# Booking for Driving Licence VIC



## devibon (Nov 24, 2008)

Hi everyone,

While attempting to book online with Victoria Roads there are two options - learner permit test and probationary licence test. Can any one suggest which option to choose. I am holder of Indian LMV licence. I believe we can drive for first 3 months of arrival. 

Regards,
dp


----------



## anj1976 (Apr 24, 2008)

i think in Melbourne it is 6 months and not 3 months. i checked with a friend who is in Melbourne right now driving on his Indian License.


----------



## devibon (Nov 24, 2008)

anj1976 said:


> i think in Melbourne it is 6 months and not 3 months. i checked with a friend who is in Melbourne right now driving on his Indian License.


I was browsing thru this Vic Roads website and downloaded the practice test - DriveIQ. Quiet interesting similar to playing a 3D Video game. All we need for those questions is common sense. Driving in messy traffic on Indian roads that we are used to it seems to be very easy to get thru the tests. But the procedure is still not clear whether we need to again go for a learner's licence.:confused2:


----------



## anj1976 (Apr 24, 2008)

no they are very particular about the practicals. all those I have spoken to failed the first time.. some i know took teh test thrice. not happening i know. and i thought i have perfected my driving, been on delhi roads since 19 years..


----------



## anj1976 (Apr 24, 2008)

i have asked my friend in melbourne, will tell u once he replies.

cheers . let me know if u want any other info, will pass it on


----------



## JohnAustralia (Mar 17, 2011)

Why does somebody have to go through a driving test if they already have a driving lisence of another country?

Does that meen that when I get to Australia, the first thing I have to do is hurry up and get the paper work ready for an Australian Driving Licence?? 

3 months goes very quick, what about an international driving licence from France? is that only for 3 months aswell?


----------



## kaz101 (Nov 29, 2007)

JohnAustralia said:


> Why does somebody have to go through a driving test if they already have a driving lisence of another country?
> 
> Does that meen that when I get to Australia, the first thing I have to do is hurry up and get the paper work ready for an Australian Driving Licence??
> 
> 3 months goes very quick, what about an international driving licence from France? is that only for 3 months aswell?

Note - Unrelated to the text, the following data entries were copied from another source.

PR #1954, opened 2019-03-11
this is not used (and will be undefined in strict mode)

Mogztter:


Mogztter:
Actually I might be wrong, because `this` in the closure must resolve to the global scope `window`...

PR #1959, opened 2019-03-19
Use this only if the scope is null (not falsy)

### LINKED ISSUE #1958: 0.times.size returns null in strict mode
Opal generates the following code for `times`:

```js
return $send(self, 'enum_for', ['times'], ($$61 = function () {
  var self = $$61.$$s || this

  if ($$61.$$is_lambda || $$61.$$define_meth) {
    var $arity = arguments.length
    if ($arity !== 0) { Opal.block_ac($arity, 0, 'times') }
  }
  return self
}, $$61.$$s = self, $$61.$$arity = 0, $$61.$$parameters = [], $$61))
```

The problem is that `$$61.$$s` is falsy (the value is 0) so we are using `this` instead. But `this` in strict mode is `null`.

Thus, the following returns null instead of 0:

```js
(0).$times().$size() // returns null
```

Mogztter:
Resolves #1958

It depends on the country that you are moving from. We didn't have to take a test when we moved from the UK. 
The website about licences for Victoria:
Overseas drivers - licences : VicRoads

France is a recognised country and so you wouldn't have to the test although you still need an appointment to change over your licence. 

Regards,
Karen


----------



## JohnAustralia (Mar 17, 2011)

kaz101 said:


> It depends on the country that you are moving from. We didn't have to take a test when we moved from the UK.
> The website about licences for Victoria:
> Overseas drivers - licences : VicRoads
> 
> ...


Thank you for this information.

I am glad to know that I can get an Aussie driving licence easyer than in France!
On the Victoria Roads web site it even says I can change it free of charge. And they dont keep your foreign driving licence.

Regards,
John.


----------



## MaddyS (Jun 24, 2010)

in 2007 i was here on a 457 and i could drive (technically) till my visa expires...now am on my PR.. i was allowed to drive here for 6 months from the time of arrival.. since i got my victorian license recently, i thought i'll share some of my experiences...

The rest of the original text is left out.